Without key domestic economic drivers to shelter Canada from a continued weak global economy, GDP growth will slip to 1.7% in 2013, says CIBC.
“Having earlier tapped fiscal stimulus and a housing boom to shelter the economy from sluggishness abroad, the country’s ability to set its own course is now much more limited,” says Avery Shenfeld, chief economist at CIBC.
He adds, “Escaping economic mediocrity will depend on the kindness of strangers, with exports and related capital spending critical to Canada’s fate in 2013-14.”
Shenfeld has cut his global outlook for 2013 by two-tenths to 3% for the following reasons: “It’s too early to get the full benefits of policy stimulus in Asia; Europe is too stubborn to soften its fiscal drag enough and amplify ECB bond purchases; and Washington is too wedded to getting going on fiscal tightening stateside, if not the full fiscal cliff.”
While Chinese GDP could show improvement towards an 8% as early as Q4 of 2012, he says, it’s still not likely to have much of an impact on other economies.
This is because Chinese imports are currently showing no growth at all on a year-over-year basis. Shenfeld expects there to be a delay before crude oil and other resources rebound in price.
“The absence of a helping hand from abroad will leave Canada exposed,” he says. “Blaming temporary disruptions in energy production in Q3 for recent disappointments misses the point; GDP excluding resource extraction has also been decelerating, and the loss of home building momentum will offset greater oil output.”
“Our downgraded 1.7% growth forecast for 2013 will trail the U.S. pace and is three ticks slower than our last projection,” he adds, “Household debt burdens are keeping consumption bounded by the moderate growth pace for real incomes.”
“Governments also face leaner-than-expected coffers due to downward revisions to nominal GDP expectations, and will be introducing further spending restraints or tax hikes for fiscal 2013.”
In the near term, the bank says this environment will see investors maintain a risk-adverse attitude and see further downward adjustments to corporate earnings expectations.
Assets tied to global growth could be flat or see some first half slippage. This will also exert near-term downward pressure on the Canadian dollar.

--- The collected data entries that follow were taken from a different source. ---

Issue #220, opened 2024-03-18
`-non-interactive` flag still creates interactive command


cipherboy:
As reported by @bmendric on https://github.com/hashicorp/vault/issues/25987:

> **Describe the bug** Running `vault operator unseal -non-interactive` creates a prompt asking for an unseal key
> 
> **To Reproduce** Steps to reproduce the behavior:
> 
>     1. Run `vault server -dev`
> 
>     2. Run `vault operator unseal -address=http://localhost:8200 -non-interactive`
> 
> 
> **Expected behavior** The Vault CLI to exit with a non-zero exit code stating an unseal key was not provided.
> 
> **Environment:**
> 
>     * Vault Server Version (retrieve with `vault status`): N/A
> 
>     * Vault CLI Version (retrieve with `vault version`): v1.15.4
> 
>     * Server Operating System/Architecture: Ubuntu 20.04 amd64
> 
> 
> Vault server configuration file(s): N/A -- issue with the CLI
> 
> **Additional context** For context, because I know this looks like a crazy thing to do, I have some scripts to help setup dev environments where I run `vault operator unseal -non-interactive $UNSEAL_KEY`. Today I did that in a way where `$UNSEAL_KEY` was an empty string, which resulted in the "rendered" command line above.

---

This looks like it was because the `-non-interactive` flag was added later around the time of MFA, explaining why it was only used for disabling MFA. However, the description of the flag is broader, which makes callers think it can be applied more generally. It makes sense (especially for scripting purposes) to properly support this flag so it is worth fixing this bug.

This is a little entertaining though: for e.g., `bao login`, backends existing in the API an don't (presently) take a configurable `os.Stdin` or base CLI instance and so can't (automatically) detect the `flagNonInteractive`; we'll need to extend that interface.

PR #221, opened 2024-03-18
Add global handling of -non-interactive

cipherboy:
This adds global handling of the `-non-interactive` flag introduced originally for non-interactive MFA support. Most commands with interactive use of `stdin` will either get an empty reader (presumably allowing it to err later) or explicitly err about not being passed input that would otherwise be requested via stdin (e.g., `operator unseal` or `login`).

Resolves: #220

### DIFF
--- a/builtin/credential/cert/cli.go
+++ b/builtin/credential/cert/cli.go
@@ -13,7 +13,7 @@ import (
 
 type CLIHandler struct{}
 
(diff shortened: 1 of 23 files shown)


naphelps (approved):

cipherboy:
@naphelps looks like this one still fails tests, I'll address that when I get time later. Thought I had fixed that.

cipherboy:
@naphelps This should be fixed. Not sure why I added it to unseal, tbh, meant the test to be for `init`.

Equities with less cyclical earnings profiles and well-backed dividends, as well as investment grade corporate bonds, will remain in favour for the next couple of quarters.
Optimism for 2014
Shenfeld says weak economic growth will not last forever.
“With its household sector healing, the U.S. should be positioned to lead the way towards a better year come 2014 if, as we expect, new fiscal tightening measures do not hit as deeply that year,” he says.
He also warns not to “underestimate the importance of the upswing underway in housing. As it gathers steam, it will drive related consumer spending and renovation, in addition to actual home-building jobs.”
He also expects China will be feeling the full benefit of its own policy easing and the improvement in U.S.-bound exports by 2014.
Even Europe, if it finally recognizes the need for both a softer hand in fiscal tightening and a more aggressive central bank, might at least register positive growth at that point.
“These developments will propel exports and resource sector capital spending in Canada, finally delivering the 2.5% quarterly growth rates the Bank of Canada has been expecting, or hoping for, in the past two years,” says Shenfeld.
“The brighter news on that front, coupled with conservative starting valuations for equities, leaves room for a “risk on” rally in the coming summer and autumn.”
By mid-2013, he expects people to shift portfolios into cyclical equities and industrial commodities to take advantage of a likely turn in sentiment.
He also says interest rates will hold steady in Canada through 2013, but that Governor Mark Carney’s successor will nudge rates up 50-75 basis points in 2014.